Information –
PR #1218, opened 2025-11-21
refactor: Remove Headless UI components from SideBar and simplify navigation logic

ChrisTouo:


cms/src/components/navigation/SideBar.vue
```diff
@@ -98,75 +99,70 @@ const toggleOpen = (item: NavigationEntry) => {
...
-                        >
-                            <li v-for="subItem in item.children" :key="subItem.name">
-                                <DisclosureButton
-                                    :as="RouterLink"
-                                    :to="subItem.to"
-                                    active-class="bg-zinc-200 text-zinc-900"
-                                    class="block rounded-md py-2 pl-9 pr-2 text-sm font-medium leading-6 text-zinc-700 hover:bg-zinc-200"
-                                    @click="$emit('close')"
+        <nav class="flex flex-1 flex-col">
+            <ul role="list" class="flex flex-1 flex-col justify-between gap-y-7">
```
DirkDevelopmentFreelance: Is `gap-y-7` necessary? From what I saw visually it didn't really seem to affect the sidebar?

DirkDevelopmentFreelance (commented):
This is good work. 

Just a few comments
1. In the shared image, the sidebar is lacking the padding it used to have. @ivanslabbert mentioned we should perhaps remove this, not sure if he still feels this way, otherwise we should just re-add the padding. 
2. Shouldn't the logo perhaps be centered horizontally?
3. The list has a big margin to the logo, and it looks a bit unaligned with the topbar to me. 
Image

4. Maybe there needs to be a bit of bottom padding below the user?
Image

What is needed – Look through the listing and return each line containing the word "DirkDevelopmentFreelance".

Answer box –
DirkDevelopmentFreelance: Is `gap-y-7` necessary? From what I saw visually it didn't really seem to affect the sidebar?
DirkDevelopmentFreelance (commented):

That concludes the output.